PR #46745, opened 2026-01-13
Make auto-signature help respect popover delay

TheSalarKhan:
Closes #46191

Release Notes:

- Make the auto signature popover —  `"auto_signature_help": true` —  respect `hover_popover_delay`.

### DIFF
--- a/crates/editor/src/editor_tests.rs
+++ b/crates/editor/src/editor_tests.rs
@@ -48,7 +48,7 @@ use project::{
 };
 use serde_json::{self, json};
 use settings::{
-    AllLanguageSettingsContent, EditorSettingsContent, IndentGuideBackgroundColoring,
+    AllLanguageSettingsContent, DelayMs, EditorSettingsContent, IndentGuideBackgroundColoring,
     IndentGuideColoring, InlayHintSettingsContent, ProjectSettingsContent, SearchSettingsContent,
     SettingsStore,
 };
@@ -13466,6 +13466,7 @@ async fn test_handle_input_for_show_signature_help_auto_signature_help_true(
         cx.update_global::<SettingsStore, _>(|settings, cx| {
             settings.update_user_settings(cx, |settings| {
                 settings.editor.auto_signature_help = Some(true);
+                settings.editor.hover_popover_delay = Some(DelayMs(300));
             });
         });
     });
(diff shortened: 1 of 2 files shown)


crates/editor/src/signature_help.rs
```diff
@@ -170,6 +170,8 @@ impl Editor {
             return;
         }
 
+        self.signature_help_state.task = None;
```
TheSalarKhan, line 176: Drop the task incase the previous one is waiting on timer or LSP and we're starting a new one.

Also important when the current iteration will exit early —  incase the cursor has exited the region inside the parenthesis of a function.

crates/editor/src/signature_help.rs
```diff
@@ -184,8 +186,18 @@ impl Editor {
...
+        let signature_help_delay_ms = EditorSettings::get_global(cx).hover_popover_delay.0;
+
         self.signature_help_state
             .set_task(cx.spawn_in(window, async move |editor, cx| {
+                // wait for debounce delay
+                if signature_help_delay_ms > 0 {
+                    cx.background_executor()
+                        .timer(Duration::from_millis(signature_help_delay_ms))
+                        .await;
+                }
```
TheSalarKhan: read the global setting, and before awaiting on the lsp task, await on the timer if non-zero.

TheSalarKhan:
Hi @maxdeviant, can you help me take this forward? Seems like I'll need a maintainer to trigger workflows.

Thanks!

SomeoneToIgnore (changes requested):
Thank you.

Can we please remove all the useless comments that repeat the code below verbatim?
And, please, can we add a test for this? `editor_tests.rs` should contain the signature help-related tests as an example.

TheSalarKhan:
Hi @SomeoneToIgnore

Thanks for guiding me on the next steps.

I've removed the useless comments, and I've added coverage for the new code to an existing test for signature help.

Could you please review this now.

crates/editor/src/editor_tests.rs
```diff
@@ -13466,6 +13466,7 @@ async fn test_handle_input_for_show_signature_help_auto_signature_help_true(
         cx.update_global::<SettingsStore, _>(|settings, cx| {
             settings.update_user_settings(cx, |settings| {
                 settings.editor.auto_signature_help = Some(true);
+                settings.editor.hover_popover_delay = Some(DelayMs(300));
```
TheSalarKhan, line 13469: Add `hover_popover_delay` for coverage.

SomeoneToIgnore (approved):
Thank you.

PR #52267, opened 2026-03-23
tasks: Prioritize user-defined tasks and add auto_detected_tasks setting

### LINKED ISSUE #36759: Tasks: Manually defined tasks should supersede other project tasks
### Summary

When tasks are manually defined in a `.zed/tasks.json` I'd expect them to appear at the top of the list, rather than below other project tasks (like those in a `package.json`)

### Description

(cc @osiewicz!)

In my case, I've used tasks to narrow down the list of runnables to those that I actually care about, and having to scroll to the bottom of the list somewhat defeats the purpose of the `tasks.json`

Image

In the image above, the green is what I'd expect to see at the top, rather than the purple.

Steps to reproduce:
1. Create a `tasks.json` in any project with runnables
2. Open `task:spawn`
3. 💥

(also, 👋👋👋)

Zed: v0.200.4 (Zed) 
OS: macOS 15.5.0
Memory: 24 GiB
Architecture: aarch64

micthiesen:
## Summary

- Reorder task source preferences so user-defined tasks (`.zed/tasks.json`, global config, one-off commands) appear above auto-detected ones (LSP, language extensions) in the task picker
- Add a project-level `auto_detected_tasks` setting (`"all"` or `"hidden"`) to hide auto-detected tasks entirely

CleanShot 2026-03-23 at 15 23 27

Closes https://github.com/zed-industries/zed/issues/36759

## Design notes

The new ordering for `task_source_kind_preference` is: Worktree > Global > UserInput > LSP > Language. The previous ordering had LSP and Language first, which meant auto-detected tasks (e.g. npm scripts from package.json) appeared above manually curated tasks in `.zed/tasks.json`, defeating the purpose of defining them.

For the `auto_detected_tasks` setting, I considered a few shapes:

- **Per-source toggles** (separate booleans for LSP vs language extension tasks): More granular, but the existing per-language `tasks.enabled` and `prefer_lsp` settings already cover that use case. A project-wide toggle felt more appropriate for "I just want my own tasks."
- **A filter/allowlist approach**: More powerful but higher complexity for a setting most people would use as a simple on/off.
- **An enum with more variants** (e.g. `"lsp_only"`, `"language_only"`): Premature without concrete demand. The enum is easy to extend later if needed.

The setting is not yet in the visual settings UI (same as other project-level settings like `load_direnv`). It works via `settings.json`.

## Test coverage

- Ordering test validates the full preference chain with assertion messages
- Settings deserialization test for the new enum
- Integration test verifies worktree/global tasks survive the `"hidden"` setting
- Full integration testing of Language/LSP filtering would require a heavier test setup with a language context provider. That path is covered by the early-return in `editor::lsp_tasks()` and the inventory filter, but not exercised end-to-end in a test.

CLA signed by @micthiesen.

Release Notes:

- Improved task picker ordering to show manually defined tasks above auto-detected ones
- Added `auto_detected_tasks` project setting to hide auto-detected tasks from language servers and extensions

### DIFF
--- a/Cargo.lock
+++ b/Cargo.lock
@@ -17387,6 +17387,7 @@ dependencies = [
  "project",
  "serde",
  "serde_json",
+ "settings",
  "task",
  "tree-sitter-rust",
  "tree-sitter-typescript",
--- a/assets/settings/default.json
+++ b/assets/settings/default.json
@@ -1559,6 +1559,14 @@
   // 3. Don't load direnv configuration at all.
   //      "load_direnv": "disabled"
   "load_direnv": "direct",
+  // Controls the visibility of auto-detected tasks (e.g. npm scripts from
+  // package.json, tasks from language servers and extensions).
+  // Manually defined tasks from `.zed/tasks.json` and global tasks are
+  // always shown regardless of this setting.
+  //
+  // "all": Show all auto-detected tasks.
+  // "hidden": Hide all auto-detected tasks.
+  "auto_detected_tasks": "all",
   "edit_predictions": {
     // Which edit prediction provider to use.
     "provider": "zed",
--- a/assets/settings/default.json
+++ b/assets/settings/default.json
@@ -1563,6 +1563,7 @@
   // package.json, tasks from language servers and extensions).
   // Manually defined tasks from `.zed/tasks.json` and global tasks are
   // always shown regardless of this setting.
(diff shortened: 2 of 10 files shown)


osiewicz (changes requested):
I don't think we should change the sort order of tasks based on preference of one person alone. If anything, we could expose it as a setting and let people decide for themselves.

PR #52269, opened 2026-03-23
agent_ui: Fix full screen behavior on worktree creation

danilo-leal:
## Context

This PR removes the behavior in which we turn the agent panel full screen on worktree creation, even if there aren't any files open. Changing the width behavior of the panel will ultimately solve this, and auto-full screening it turned out to be surprising. Also, in reaction to this, I've added an icon button in the agent panel's toolbar when in full screen so it's easier to get out of it. Eventually though, we can probably remove it (also because of the flexible width work).

## How to Review

- Create a new worktree from a thread and see the panel with the same width
- See the "disable full screen" icon button in the toolbar when you full screen it

--- 

Release Notes:

- N/A

### DIFF
--- a/crates/agent_ui/src/agent_panel.rs
+++ b/crates/agent_ui/src/agent_panel.rs
@@ -2994,8 +2994,6 @@ impl AgentPanel {
                 }
 
                 // If we had an active buffer, remap its path and reopen it.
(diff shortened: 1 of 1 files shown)


Anthony-Eid (approved):
looks good

PR #52272, opened 2026-03-23
extension_cli: Ensure extension that provide themes do not provide further features

MrSubidubi:
We generally enforce this policy already and also want this to be this way, so better to be error than sorry here. 

Release Notes:

- N/A


maxbrunsfeld (commented):
Why do we have this restriction?

maxbrunsfeld (approved):

PR #52275, opened 2026-03-24
gpui: Ensure global keybinds do not have a too high precedence in some cases

MrSubidubi:
## Context

This fixes an issue we were seeing where global keybindings would take precedence over keybinds with a context that would match a context higher up in the key context stack. 

## Self-Review Checklist

Release Notes:

- Fixed an issue where global keybindings would take precedence over keybinds with a context that matched a key context higher up in the key context stack. E.g., if your keybind had the context `Pane` and the current key context would be `Pane > Editor`, any global keybind with the same keys would take precedence. This is now fixed.

### DIFF
--- a/crates/gpui/src/keymap.rs
+++ b/crates/gpui/src/keymap.rs
@@ -242,12 +242,13 @@ impl Keymap {
         (bindings, !pending.is_empty())
     }
     /// Check if the given binding is enabled, given a certain key context.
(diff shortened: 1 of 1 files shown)


SomeoneToIgnore:
Autoclosing all draft PRs with no activity for 2 weeks or over, this one also has CI failures: 

image

PR #52285, opened 2026-03-24
git_ui: Fix Git Graph button flicker in Git panel

cppcoffee:
Release Notes:

- Fixed Git Graph button flicker in Git panel

Replace the Git Graph button visibility check with a stable feature-flag gate instead of querying action availability from the current window focus path, which could briefly remove the button during initial panel render and after opening Git Graph.

before:

https://github.com/user-attachments/assets/0af38a49-b28d-4b50-9d63-a4676fd229f7

after:

https://github.com/user-attachments/assets/fcdf8245-bd34-45d0-9ea3-8671fc99a7c2


kubkon (approved):
Looks great, thanks!

PR #52297, opened 2026-03-24
remote_connection: Add visibility toggle to password prompt

cppcoffee:
This adds an eye icon button to the right of the password input field when connecting to a remote device, allowing users to toggle the visibility of the typed password. The toggle defaults to masked and only appears for actual password prompts, avoiding yes/no confirmations.

After modification, an eye button has been added:

https://github.com/user-attachments/assets/76fb5a89-0aa3-4017-b050-d6bb9c2ad4a8

--- 

Release Notes:

- Added a toggle to control password visibility when connecting to a remote project.


danilo-leal (approved):
Thank you!

PR #52303, opened 2026-03-24
agent: Allow model to respond with stringified array when it edits

bennetbo:
## Context

Sometimes the model likes to respond with `"[...]"` for the edits array, instead of just `[...]`, which causes deserialisation to fail:
```
Failed to receive tool input: invalid type: string "[{"old_text": ..., "new_text": ...}]", expected a sequence
```

## Self-Review Checklist

Release Notes:

- N/A


rtfeldman (approved):
I'm surprised models are doing this, but this does seem like the right way to deal with it! 👍

PR #52308, opened 2026-03-24
acp: Fix the spawn directory for agent servers in remote environments

benbrandt:
We can't add a current_dir when in remote scenarios in the same place, it gets added elsewhere. 

Reused the same worktree selection logic, and make sure this gets passed to the RPC call instead.

This fixes something that hasn't made it to preview yet.

Release Notes:

- N/A


bennetbo (approved):

maan2003:
This is still happening btw but only on "new worktree" path. cd is done on local side for newly created worktrees.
* * *
### Work item
Reproduce only the lines above, starting at the line with "- Improved task" and ending at the line with "I don't think", exactly as written.

### Task solution
- Improved task picker ordering to show manually defined tasks above auto-detected ones
- Added `auto_detected_tasks` project setting to hide auto-detected tasks from language servers and extensions

### DIFF
--- a/Cargo.lock
+++ b/Cargo.lock
@@ -17387,6 +17387,7 @@ dependencies = [
  "project",
  "serde",
  "serde_json",
+ "settings",
  "task",
  "tree-sitter-rust",
  "tree-sitter-typescript",
--- a/assets/settings/default.json
+++ b/assets/settings/default.json
@@ -1559,6 +1559,14 @@
   // 3. Don't load direnv configuration at all.
   //      "load_direnv": "disabled"
   "load_direnv": "direct",
+  // Controls the visibility of auto-detected tasks (e.g. npm scripts from
+  // package.json, tasks from language servers and extensions).
+  // Manually defined tasks from `.zed/tasks.json` and global tasks are
+  // always shown regardless of this setting.
+  //
+  // "all": Show all auto-detected tasks.
+  // "hidden": Hide all auto-detected tasks.
+  "auto_detected_tasks": "all",
   "edit_predictions": {
     // Which edit prediction provider to use.
     "provider": "zed",
--- a/assets/settings/default.json
+++ b/assets/settings/default.json
@@ -1563,6 +1563,7 @@
   // package.json, tasks from language servers and extensions).
   // Manually defined tasks from `.zed/tasks.json` and global tasks are
   // always shown regardless of this setting.
(diff shortened: 2 of 10 files shown)


osiewicz (changes requested):
I don't think we should change the sort order of tasks based on preference of one person alone. If anything, we could expose it as a setting and let people decide for themselves.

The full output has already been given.